**Instructions to follow:**
Copy each line of the material beneath that holds the word "Looks".

**Input data:**

PR #5913, opened 2025-02-17
[chore] Add an integration test to validate internal metrics

dmitryax:
The test is needed for the 0.119.0 upgrade to validate that the output of the internal metrics isn't changed. There was a new unexpected metric added.

### DIFF
--- a/tests/general/internal_metrics_test.go
+++ b/tests/general/internal_metrics_test.go
@@ -1,0 +1,55 @@
+// Copyright Splunk, Inc.
+//
+// Licensed under the Apache License, Version 2.0 (the "License");
+// you may not use this file except in compliance with the License.
+// You may obtain a copy of the License at
+//
+//      http://www.apache.org/licenses/LICENSE-2.0
+//
+// Unless required by applicable law or agreed to in writing, software
+// distributed under the License is distributed on an "AS IS" BASIS,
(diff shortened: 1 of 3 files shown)


tests/general/internal_metrics_test.go
```diff
@@ -0,0 +1,55 @@
...
+				"scrape_duration_seconds",
+				"scrape_samples_post_metric_relabeling",
+				"scrape_samples_scraped",
+				"scrape_series_added",
+				"up",
+			),
+			pmetrictest.IgnoreResourceAttributeValue("service_instance_id"),
+			pmetrictest.IgnoreResourceAttributeValue("service_version"),
+			pmetrictest.IgnoreMetricAttributeValue("service_instance_id"),
+			pmetrictest.IgnoreMetricAttributeValue("service_version"),
```
crobert-1, line 52: Entirely unrelated to this PR, but do you know why these attributes are on both the resource and data point?

crobert-1 (approved):

tests/general/internal_metrics_test.go
dmitryax: It's a migration phase. We used to be able to set it on data point attributes (open sensus instrumentation). Now, it's partially migrated to the otel instrumentation where we can set the resource attributes. The next release will be only setting resource attributes.

crobert-1: Thanks, makes sense

PR #5914, opened 2025-02-17
[chore] Pin govuln check to latest released version

crobert-1:

`compile` is failing on `main` due to the `govulncheck@master` package requiring `>= go 1.23`. Since we're still on `go 1.22` for testing, we can pin this dependency to the latest release instead. This should keep it updated enough to save us from manually updating it, while also preserving us from breaking changes in `master` unexpectedly between releases.

**Testing:**
```
$ go install golang.org/x/vuln/cmd/govulncheck@latest
$ govulncheck --version
Go: go1.22.10
Scanner: govulncheck@v1.1.4
```


jinja2 (approved):

crobert-1:
_Failing Windows test is flaky and unrelated to this change._

PR #5917, opened 2025-02-17
[chore] Update IIS test to retry GET requests until successful

crobert-1:

This test is failing pretty consistently on either the returned status of the GET request is `500`, or the target machine actively refuses the request. This is to test to see if retrying the check after some time passes allows the server to be up and running and successfully process the command.

### DIFF
--- a/tests/zeroconfig/windows/windows_iis_test.go
+++ b/tests/zeroconfig/windows/windows_iis_test.go
@@ -17,7 +17,6 @@
 package zeroconfig
 
 import (
-	"fmt"
 	"net/http"
 	"os/exec"
 	"path"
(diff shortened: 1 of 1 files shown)


dmitryax:
Thanks for picking this up!

tests/zeroconfig/windows/windows_iis_test.go
```diff
@@ -99,23 +100,40 @@ func requireNoErrorExecCommand(t *testing.T, name string, arg ...string) {
...
+		return 0, err
+	}
+
 	defer resp.Body.Close()
-	require.Equal(t, http.StatusOK, resp.StatusCode)
+	return resp.StatusCode, err
 }
 
 func testExpectedTracesForHTTPGetRequest(t *testing.T, otlp *testutils.OTLPReceiverSink, url string, expectedTracesFileName string) {
-	requireHTTPGetRequestSuccess(t, url)
```
dmitryax, line 113: We could just move this under `assert.Eventually(t, func() bool {`. I believe it's going to be the same result. No need for extra code

dmitryax: Oh I missed that it's `assert.Eventually`. If we change it to `assert.EventuallyWithT` then this call can be moved as is.

```
		if err != nil {
			t.Log(err)
			return false
		}
```
would be `assert.NoError(t, err)` or `require.NoError(t, err)`

crobert-1: I don't think I understood exactly what you're suggesting here, but I've pushed my best guess. Let me know how it differs (if so) from your suggestion.

dmitryax: You've got it right. The only difference is that the `requireHTTPGetRequestSuccess` function is removed, but that's alright

dmitryax (approved):
Let's see if it helps

crobert-1:
_Closing in favor of https://github.com/signalfx/splunk-otel-collector/pull/5919_

PR #5918, opened 2025-02-17
[chore] Update default metric_relabel_configs for internal metrics

dmitryax:
The gRPC and HTTP metrics are now only sent at the detailed level. So, no need to exclude them anymore. However, there is another redundant metric emitted by default in 0.119.0 after the transition to OTel SDK, `promhttp_metric_handler_errors`. This change updates the default configs and the appropriate converter to exclude this metric.


crobert-1 (approved):
The logic change generally make sense to me, should be good once tests are passing.

PR #5919, opened 2025-02-18
[chore] Update IIS integration tests

dmitryax:


dmitryax:
@crobert-1 this is another try. Still failing. I think we need to look into that, see why it's failing...

crobert-1 (approved):
Agreed that this does not resolve the issue, but since it gets us a little further in the test before failing I think it would be worth merging.

PR #2714, opened 2019-10-21
[Backend] Reorganize <1.3 Codegen Tests

kandersen:
- Extract all codegen tests that specifically target behaviour in to-be deprecated functionality from language versions < 1.3
- Remove those same tests from the JVM IR test suite.


kandersen:
@udalov I took a stab at moving all codegen tests targetting language version <1.3, as we discussed in the parameterless main thread.

The PR is horrible as git swaps the entire [BlackBoxCodegen|BytecodeText]TestGenerated.java files, which I don't know how to keep it from doing.

Suggestions on all aspects of this PR is very welcome!

udalov:
Yeah, I think it'd be slightly more convenient to keep the old language version tests in the corresponding test data directories. It's not a lot more difficult to remove several directories instead of one, when needed :)

kandersen:
@udalov There! Diff is looking _a lot_ better, too :)

udalov:
I actually meant the single directory for each test (see the message above), but this works well too :). [Merged](https://github.com/JetBrains/kotlin/commit/8af3b3e51e9084a0d541c49ec295892efc36cef9) with minor modifications, thank you!

PR #2715, opened 2019-10-21
JVM_IR inliner fixes: anonymous objects as anonymous object constructor parameters

pyos:
The SAM case was spotted while trying to compile RxKotlin; the object super constructor case is currently broken in the non-IR backend (see KT-21781).

### DIFF
--- a/compiler/ir/backend.jvm/src/org/jetbrains/kotlin/backend/jvm/lower/AnonymousObjectSuperConstructorLowering.kt
+++ b/compiler/ir/backend.jvm/src/org/jetbrains/kotlin/backend/jvm/lower/AnonymousObjectSuperConstructorLowering.kt
@@ -6,17 +6,21 @@
 package org.jetbrains.kotlin.backend.jvm.lower
 
 import org.jetbrains.kotlin.backend.common.FileLoweringPass
+import org.jetbrains.kotlin.backend.common.IrElementTransformerVoidWithContext
+import org.jetbrains.kotlin.backend.common.lower.createIrBuilder
+import org.jetbrains.kotlin.backend.common.lower.irBlock
 import org.jetbrains.kotlin.backend.common.phaser.makeIrFilePhase
 import org.jetbrains.kotlin.backend.jvm.JvmBackendContext
 import org.jetbrains.kotlin.ir.builders.declarations.addValueParameter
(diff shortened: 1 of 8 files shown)


compiler/ir/backend.jvm/src/org/jetbrains/kotlin/backend/jvm/lower/SingleAbstractMethodLowering.kt
```diff
@@ -120,6 +121,14 @@ class SingleAbstractMethodLowering(val context: CommonBackendContext) : FileLowe
                     }
                     +irIfNull(superType, irGet(invokableVariable), irNull(), instance)
                 }
+            } else if (invokable !is IrGetValue) {
+                // Hack for the JVM inliner: since the SAM wrappers might be regenerated, avoid putting complex logic
```
max-kammerer: Please mention KT-21781 here

compiler/ir/backend.jvm/src/org/jetbrains/kotlin/backend/jvm/lower/AnonymousObjectSuperConstructorLowering.kt
```diff
@@ -100,14 +105,17 @@ private class AnonymousObjectSuperConstructorLowering(val context: JvmBackendCon
...
-            for (i in 0 until objectConstructorCall.valueArgumentsCount)
-                putValueArgument(i, objectConstructorCall.getValueArgument(i))
-            for ((i, argument) in newArguments.withIndex())
-                putValueArgument(i + objectConstructorCall.valueArgumentsCount, argument)
+        context.createIrBuilder(currentScope!!.scope.scopeOwnerSymbol).run {
+            expression.statements[expression.statements.size - 1] = irBlock(objectConstructorCall) {
+                +irCallConstructor(objectConstructor.symbol, listOf()).apply {
+                    for (i in 0 until objectConstructorCall.valueArgumentsCount)
+                        putValueArgument(i, objectConstructorCall.getValueArgument(i))
+                    // Avoid complex expressions between `new` and `<init>`, as the inliner gets confused if
```
max-kammerer: ...and here

max-kammerer:
Thank you!

PR #2716, opened 2019-10-22
JVM_IR inliner fixes: remove code that does nothing

pyos:
other than randomly throw assertion errors on inline calls in synthetic functions, which have no line number attached. (E.g. it makes compilation of `@JvmStatic inline fun` and `@JvmOverloads inline fun` fail *only when using the daemon*, as for some reason it runs with assertions enabled while gradle in-process compilation happens with assertions disabled. Arguably, nothing should be inlined into `@JvmStatic` and `@JvmOverloads` bridges as those are only for Java use anyway, but that's a separate issue.)

`lazySourceMapper.callSiteMarker` is set in `InlineCodegen.inlineCall`; `IrSourceCompilerForInline.doCreateMethodNodeFromSource` does not need to touch it.


ilmirus:
Thanks!

PR #2717, opened 2019-10-22
docs: improved descriptions of compiler options

p7nov:


compiler/cli/cli-common/src/org/jetbrains/kotlin/cli/common/arguments/K2JSCompilerArguments.kt
```diff
@@ -25,11 +25,11 @@ class K2JSCompilerArguments : CommonCompilerArguments() {
     }
 
     @GradleOption(DefaultValues.StringNullDefault::class)
-    @Argument(value = "-output", valueDescription = "<path>", description = "Output file path")
+    @Argument(value = "-output", valueDescription = "<filepath>", description = "Destination *.js file for the compilation result")
     var outputFile: String? by NullableStringFreezableVar(null)
 
     @GradleOption(DefaultValues.BooleanTrueDefault::class)
-    @Argument(value = "-no-stdlib", description = "Don't use bundled Kotlin stdlib")
+    @Argument(value = "-no-stdlib", description = "Exclude kotlin-stdlib-js.jar from the compilation dependencies")
```
bashor: I think it would be better to avoid using file names here.

compiler/cli/cli-common/src/org/jetbrains/kotlin/cli/common/arguments/K2JSCompilerArguments.kt
```diff
@@ -78,26 +78,29 @@ class K2JSCompilerArguments : CommonCompilerArguments() {
...
-            description = "Path to file which will be added to the beginning of output file"
+            description = "Add the content of the specified file to the beginning of output file"
     )
     var outputPrefix: String? by NullableStringFreezableVar(null)
 
     @Argument(
             value = "-output-postfix",
             valueDescription = "<path>",
-            description = "Path to file which will be added to the end of output file"
+            description = "Add the content of the specified file to the end of output file."
```
bashor: In most cases we don't have a dot at the end.

compiler/cli/cli-common/src/org/jetbrains/kotlin/cli/common/arguments/K2JVMCompilerArguments.kt
```diff
@@ -18,31 +18,35 @@ class K2JVMCompilerArguments : CommonCompilerArguments() {
     @Argument(value = "-d", valueDescription = "<directory|jar>", description = "Destination for generated class files")
     var destination: String? by NullableStringFreezableVar(null)
 
-    @Argument(value = "-classpath", shortName = "-cp", valueDescription = "<path>", description = "Paths where to find user class files")
+    @Argument(
+        value = "-classpath",
+        shortName = "-cp",
+        valueDescription = "<path>",
+        description = "List of directories and JAR/ZIP archives to search for user class files")
```
bashor: Why it isn't just "class files"? (instead of "user class files")

compiler/cli/cli-common/src/org/jetbrains/kotlin/cli/common/arguments/K2JSCompilerArguments.kt
bashor: I think it isn't correct to say "exclude" here. It's the way to say the compiler "Don't include default/bundled stdlib".

compiler/cli/cli-common/src/org/jetbrains/kotlin/cli/common/arguments/K2JVMCompilerArguments.kt
udalov: Java and Scala use this terminology

compiler/cli/cli-common/src/org/jetbrains/kotlin/cli/common/arguments/K2JSCompilerArguments.kt
udalov: We use file names in the JVM's desription of `-no-stdlib`, and IMHO it adds clarity there. Maybe just `kotlin-stdlib-js` here for JS would be enough

bashor: Other questions, unrelated to this PR:
1. Do we really need this option in "public API"?
2. Does anybody except us and (our) build tools use it?
3. Could/should we add stdlib to deps by default in build tools too and have a way to provide another version.

In JS IR BE we are going to stop supporting this option.

udalov: Yes, we do need some option like this to be able to control the compilation classpath precisely. This is needed for external build tools and plugins, not all of which are under our control. E.g. Bazel, Buck, Kobalt, etc.

There can't be a default way to add stdlib to dependencies in build tools, because at least some build tools do not use our compiler distribution where all libraries are alongside the compiler. So there's no standard way to find `kotlin-stdlib.jar` from the compiler.

BTW this option could've been instead something like `-with-stdlib=<path>`. But I don't see any reason to change it, the current way already works for all use cases ¯\\_(ツ)_/¯

compiler/cli/cli-common/src/org/jetbrains/kotlin/cli/common/arguments/K2JSCompilerArguments.kt
```diff
@@ -25,11 +25,11 @@ class K2JSCompilerArguments : CommonCompilerArguments() {
     }
 
     @GradleOption(DefaultValues.StringNullDefault::class)
-    @Argument(value = "-output", valueDescription = "<path>", description = "Output file path")
+    @Argument(value = "-output", valueDescription = "<filepath>", description = "Destination *.js file for the compilation result")
     var outputFile: String? by NullableStringFreezableVar(null)
 
     @GradleOption(DefaultValues.BooleanTrueDefault::class)
-    @Argument(value = "-no-stdlib", description = "Don't use bundled Kotlin stdlib")
+    @Argument(value = "-no-stdlib", description = "Don't use the default Kotlin/JS stdlib as a compilation dependency")
```
bashor: It would be better to use the same wording for both JS and JVM.

bashor:
LGTM

bashor:
@udalov as far as I understand you are going to merge it manualy

compiler/cli/cli-common/src/org/jetbrains/kotlin/cli/common/arguments/K2JSCompilerArguments.kt
bashor: cc @udalov

udalov: Can you clarify which wording do you think works better and how to apply it to the other platform?

I personally like the version with "Exclude ..." and file paths on JVM more

p7nov: I've asked our proofreader David Watson, he suggests using "Don't automatically include.." for such cases.

udalov: :okay:

bashor: LGTM

udalov:
Merged manually in https://github.com/JetBrains/kotlin/commit/c6f54b6412e385ab3b96c7f69d06aa5e346ad43a with subsequent fixes https://github.com/JetBrains/kotlin/commit/f248e4a2eee2585e555259a5adeafd3b6409b491, https://github.com/JetBrains/kotlin/commit/e7fe144f5cacacc0f2077af190ee35ad71410c6a

PR #2723, opened 2019-10-23
KT-33050: Pass source version to KAPT for JDK12+

gavra0:
In JDK 12+ source version should be passed using --source option,
instead of -source. This commit uses correct option based on the
JDK current build is using.

Fixes KT-33050


gavra0:
@yanex Can you please review this PR?

yanex:
Merged manually (https://github.com/JetBrains/kotlin/commit/3a7deffe2e964f886e8ffe765d8fadfcae59aac5). Thank you for your contribution!

PR #2724, opened 2019-10-23
Implementation of UastAnalysisPlugin for Kotlin

zinoviy23:
In IDEA we create UastAnalysisPlugin and it already implemented for Java


xiexed:
PR is obsolete. `KotlinUastAnalysisPlugin` is already available in the intellij-community repo

PR #2725, opened 2019-10-24
KT-31523 ReplaceWith introduces additional argument name for lambda when named argument is used on call-site

t-kameyama:
https://youtrack.jetbrains.com/issue/KT-31523


klunnii:
Thank you! Merged.

PR #2726, opened 2019-10-24
[JVM_IR] Support default interface suspend functions.

madsager:
Do this by reordering the lowerings so that the lowering that
adds continuations happen after default methods have been
eliminated if needed.

Mark more functions as known to be tail-calls: bridges and
delegated members.

Preserve source info and annotations when creating replacement
functions.


ilmirus:
Thanks!

PR #2727, opened 2019-10-24
JVM_IR: add accessors for protected members in divergent hierarchies

pyos:
Class B : A cannot access a protected field of A through a reference to an instance of C : A.


udalov:
Looks good, thanks!

PR #2729, opened 2019-10-25
KT-34575 False positive "Call chain may be simplified" for `sortedBy{}.firstOrNull()`

t-kameyama:
https://youtrack.jetbrains.com/issue/KT-34575

### DIFF
--- a/idea/src/org/jetbrains/kotlin/idea/inspections/collections/SimplifiableCallChainInspection.kt
+++ b/idea/src/org/jetbrains/kotlin/idea/inspections/collections/SimplifiableCallChainInspection.kt
@@ -7,11 +7,10 @@ package org.jetbrains.kotlin.idea.inspections.collections
 
 import com.intellij.codeInspection.ProblemHighlightType
 import com.intellij.codeInspection.ProblemsHolder
-import com.jetbrains.rd.util.firstOrNull
 import org.jetbrains.kotlin.backend.common.descriptors.isSuspend
 import org.jetbrains.kotlin.builtins.KotlinBuiltIns
+import org.jetbrains.kotlin.builtins.isFunctionType
 import org.jetbrains.kotlin.idea.KotlinBundle
-import org.jetbrains.kotlin.idea.quickfix.createFromUsage.callableBuilder.getReturnTypeReference
 import org.jetbrains.kotlin.js.resolve.JsPlatformAnalyzerServices
 import org.jetbrains.kotlin.name.Name
 import org.jetbrains.kotlin.psi.*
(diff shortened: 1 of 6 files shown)


idea/src/org/jetbrains/kotlin/idea/inspections/collections/SimplifiableCallChainInspection.kt
```diff
@@ -36,6 +42,15 @@ class SimplifiableCallChainInspection : AbstractCallChainChecker() {
                         }
                     ) return@check false
                 }
+                if (conversion.replacement == "maxBy" || conversion.replacement == "minBy") {
+                    val argument = firstResolvedCall.valueArguments.firstOrNull()?.value?.arguments?.firstOrNull()
+                    val returnType = when (val argumentExpression = argument?.getArgumentExpression()) {
+                        is KtLambdaExpression -> argumentExpression.bodyExpression?.statements?.lastOrNull()?.getType(context)
```
nikitabobko, line 48: I don't like this `statements?.lastOrNull()`. This code isn't supposed to work for such cases:
```
fun main() {
    listOf(1, null, 2).sortedBy {
        if (true) return@sortedBy it
        it!!
    }.first()
}
```

Even though test works in general because lambdas with return statement [are discarded](https://github.com/JetBrains/kotlin/blob/76ac4ffb96c45953ea11c51f9aa7f249a94cfee8/idea/src/org/jetbrains/kotlin/idea/inspections/collections/AbstractCallChainChecker.kt#L46)

But you relay on behavior which is placed somewhere else inside `qualifiedExpressionVisitor` function => code locality is broken.

Please, use not latest statement `statements?.lastOrNull()` but actual return type of lambda

t-kameyama: `argumentExpression.bodyExpression?.statements?.lastOrNull()?.getType(context)` always returns nullable type.
How do we get actual return type of lambda without using last statement?

yanex: @t-kameyama Why not just check the resulting descriptor parameter type?
`firstResolvedCall.resultingDescriptor.valueParameters`

t-kameyama: @yanex Fixed in 5e8d69e, PTAL.

yanex (approved):

yanex:
Hm, seems that the fix disables the inspection with not-null types as well:
```
fun main() {
    listOf(1, 3, 2).sortedBy { it }.first()
}
```

nikitabobko:
Merged to new repo https://github.com/jetbrains/intellij-kotlin/commit/7fc378826c9414ef7940a9013c2027a2664eefb3

PR #2730, opened 2019-10-25
Add debug information test for local variable types and naming check

neetopia:
This test checks local variable names and types at every step of execution. IR tests are disabled for line number mismatch between old backend and IR backend.

Slot number for local variable is not covered in this test, tried to access slot number but it appears slot() method for local variable is package private and is not part of interface.


max-kammerer:
Seems https://github.com/JetBrains/kotlin/pull/2739/files#diff-fcba868fc30b96f704497f295f16fa5e also could be transformed to to new scheme

ilmirus:
Thanks!

PR #2732, opened 2019-10-25
JVM_IR: Do not generate null checks for suspend function views.

madsager:
The arguments are null whenever the suspend function is resumed
and takes its state from the continuation parameter.


madsager:
@ilmirus

ilmirus:
Thanks!

However, I do not think, that just removing the assertions is the right way to go, because we can call suspend functions from Java. The old BE also has the bug. This is why I created https://youtrack.jetbrains.com/issue/KT-34619.

madsager:
Thanks Ilmir! I agree that there should be null checks here for the direct call path. I was surprised to see that the current backend didn't have them.

PR #2779, opened 2019-11-11
IR type fixes

sfs:
This is yet another step towards enabling type checking in the jvm ir backend (this came up in the discussion for #2760).

### DIFF
--- a/compiler/ir/backend.jvm/src/org/jetbrains/kotlin/backend/jvm/JvmSymbols.kt
+++ b/compiler/ir/backend.jvm/src/org/jetbrains/kotlin/backend/jvm/JvmSymbols.kt
@@ -235,7 +235,7 @@ class JvmSymbols(
     }
 
     val suspendLambdaClass: IrClassSymbol = createClass(FqName("kotlin.coroutines.jvm.internal.SuspendLambda")) { klass ->
-        klass.superTypes += suspendFunctionInterface.typeWith()
+        klass.superTypes += suspendFunctionInterface.owner.defaultType
         klass.addConstructor().apply {
             addValueParameter("arity", irBuiltIns.intType)
             addValueParameter("completion", continuationClass.typeWith(irBuiltIns.anyNType).makeNullable())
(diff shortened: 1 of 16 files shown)


compiler/ir/backend.jvm/src/org/jetbrains/kotlin/backend/jvm/JvmSymbols.kt
```diff
@@ -235,7 +235,7 @@ class JvmSymbols(
     }
 
     val suspendLambdaClass: IrClassSymbol = createClass(FqName("kotlin.coroutines.jvm.internal.SuspendLambda")) { klass ->
-        klass.superTypes += suspendFunctionInterface.typeWith()
+        klass.superTypes += suspendFunctionInterface.owner.defaultType
```
udalov: Maybe we could introduce an extension `val IrClassSymbol.defaultType: IrType` beside `starProjectedType`, to remove the `.owner.defaultType` pattern?

sfs: Good idea, I've added it as an extension on `IrClassifierSymbol`, since the pattern appears in several other places.

udalov:
Thanks!

max-kammerer:
Hi Steven,
actually I'm observing next bad bytecode in default functions:

```
   ...mask processsing...
    ....
    ALOAD 0
    LDC "inlineLambda"
    INVOKESTATIC kotlin/jvm/internal/Intrinsics.checkParameterIsNotNull (Ljava/lang/Object;Ljava/lang/String;)V
    ALOAD 1
    LDC "noInlineLambda"
    INVOKESTATIC kotlin/jvm/internal/Intrinsics.checkParameterIsNotNull (Ljava/lang/Object;Ljava/lang/String;)V
   L5
    LINENUMBER 8 L5
    ALOAD 1
    INVOKEINTERFACE kotlin/jvm/functions/Function0.invoke ()Ljava/lang/Object; (itf)
```
This also causes problem with default lambda inlining so i'm going to revert this change

PR #2780, opened 2019-11-11
[JVM IR] Fix @JvmOverloads + Parameterless Main

kandersen:
Resolves the interaction of @JvmOverloads annotations and
parameterless main methods.

In the following code, both mechanisms generate methods that
ultimately produce the signature `public static void main(String[] args)`
of which there can be only one (true in general of any signature).

```
fun main() { }

@JvmOverloads
fun main(Array<String> args, x: Int = 42) { }
```

This PR simply shuffles the lowerings around, letting parameterless
main methods detect the presence of the default overload produced by
the annotation.

Additionally, this PR improves the testing of parameterless main
methods by actual bytecode patterns, and not simple check for
successful compilation (as @sfs and I discovered, there are issues in
flagging an error on duplicate signatures on the IR backend).

### DIFF
--- a/compiler/ir/backend.jvm/src/org/jetbrains/kotlin/backend/jvm/JvmLower.kt
+++ b/compiler/ir/backend.jvm/src/org/jetbrains/kotlin/backend/jvm/JvmLower.kt
@@ -184,15 +184,8 @@ private val syntheticAccessorPhase = makeIrFilePhase(
     prerequisite = setOf(objectClassPhase, staticDefaultFunctionPhase, interfacePhase)
 )
 
-private val mainMethodGenerationPhase = makeIrFilePhase(
-    ::MainMethodGenerationLowering,
-    name = "MainMethodGeneration",
-    description = "Identify parameterless main methods and generate bridge main-methods"
-)
-
 @Suppress("Reformat")
 private val jvmFilePhases =
-        mainMethodGenerationPhase then
         typeAliasAnnotationMethodsPhase then
         stripTypeAliasDeclarationsPhase then
         provisionalFunctionExpressionPhase then
@@ -271,6 +264,8 @@ private val jvmFilePhases =
         replaceKFunctionInvokeWithFunctionInvokePhase then
 
         checkLocalNamesWithOldBackendPhase then
+
+        mainMethodGenerationPhase then
 
         // should be last transformation
         removeDeclarationsThatWouldBeInlined then
--- a/compiler/ir/backend.jvm/src/org/jetbrains/kotlin/backend/jvm/lower/MainMethodGenerationLowering.kt
+++ b/compiler/ir/backend.jvm/src/org/jetbrains/kotlin/backend/jvm/lower/MainMethodGenerationLowering.kt
@@ -8,6 +8,7 @@ package org.jetbrains.kotlin.backend.jvm.lower
 import org.jetbrains.kotlin.backend.common.ClassLoweringPass
 import org.jetbrains.kotlin.backend.common.ir.allParameters
 import org.jetbrains.kotlin.backend.common.lower.createIrBuilder
+import org.jetbrains.kotlin.backend.common.phaser.makeIrFilePhase
 import org.jetbrains.kotlin.backend.jvm.JvmBackendContext
 import org.jetbrains.kotlin.backend.jvm.JvmLoweredDeclarationOrigin
 import org.jetbrains.kotlin.backend.jvm.ir.getJvmNameFromAnnotation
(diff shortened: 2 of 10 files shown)


compiler/ir/backend.jvm/src/org/jetbrains/kotlin/backend/jvm/lower/MainMethodGenerationLowering.kt
```diff
@@ -23,14 +24,18 @@ import org.jetbrains.kotlin.ir.builders.irReturn
...
-import org.jetbrains.kotlin.resolve.DescriptorUtils
 import org.jetbrains.kotlin.types.Variance
 
+internal val mainMethodGenerationPhase = makeIrFilePhase(
+    ::MainMethodGenerationLowering,
+    name = "MainMethodGeneration",
+    description = "Identify parameterless main methods and generate bridge main-methods",
+    prerequisite = setOf(jvmOverloadsAnnotationPhase)
+)
+
```
kandersen: Introduced the prerequisite, and I felt that should be physically closer to the implementation of the pass -- it's a central assumption for correct behavior, after all.

compiler/ir/backend.jvm/src/org/jetbrains/kotlin/backend/jvm/JvmLower.kt
```diff
@@ -184,15 +184,11 @@ private val syntheticAccessorPhase = makeIrFilePhase(
...
 
-private val mainMethodGenerationPhase = makeIrFilePhase(
-    ::MainMethodGenerationLowering,
-    name = "MainMethodGeneration",
-    description = "Identify parameterless main methods and generate bridge main-methods"
-)
-
 @Suppress("Reformat")
 private val jvmFilePhases =
+        jvmOverloadsAnnotationPhase then
```
udalov: Can we move `mainMethodGenerationPhase` at the end instead? We would probably like to have a common prefix of lowerings across all backends some day in the future, so it seems useful to minimize the number of platform-specific lowerings in the beginning

kandersen: Indeed we can! O.o

I can't recall what prompted me to place it at the front, but I do recall discussing that it would be simpler to do during code-gen when things like `@JvmName` have been dealt with. Essentially parameterless-main is just a patch on the bytecode: do we have a signature `public static void main ()V` but no `public static void main ([LString)V`, add the latter, without regards for annotations, projects, type parameters etc.

udalov: Ideally we'd have lowerings that remove all these specifics and then operate on the IR that is as close to the bytecode as possible. Modifying the IR is far easier than modifying the bytecode anyway. But I don't know exactly why we don't for example handle `@JvmName` annotations in a lowering. I think this could get rid of JvmName checks in the `mainMethodGenerationPhase`, as well as in `MethodSignatureMapper`. But probably this could introduce a whole set of new problems, so I don't encourage this approach either.

kandersen: `JvmNamePhase` sounds like a small experiment for a rainy day :) I'll add it to my list regardless. Do you at the moment have a sense of where the "common prefix" ends in `JvmLower.kt`?

kandersen:
@udalov I shuffled the phases back around. Let me know if you find anything else you would like me to investigate.

compiler/ir/backend.jvm/src/org/jetbrains/kotlin/backend/jvm/JvmLower.kt
udalov: You can get a rough idea at where the common prefix is supposed to end in `JsLoweringPhases.kt` (see the "Common prefix ends" comment), but that's also not set in stone. Note that we're not looking into extracting and maintaining the common prefix in JVM IR right now, it's more of a goal for the future.

LaoTsing:
sorry! but not working in Java 13! in varargInAnnotationParameter.kt hard coded old versions - may be to remove this hard code?

udalov:
@LaoTsing Please use [discussion forums](https://discuss.kotlinlang.org/) and [YouTrack](https://youtrack.jetbrains.com/issues/KT) for raising issues like these

udalov:
@kandersen Looks good, thanks!

BTW feel free to look into supporting `suspend fun main(args: Array<String>)` and `suspend fun main()` in the IR backend as well, if you're interested :). These seem like the most relevant missing features related to your work on `main` method generation.

kandersen:
Thanks for the tip, will look into it.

**Your response:**
Looks good, thanks!
@kandersen Looks good, thanks!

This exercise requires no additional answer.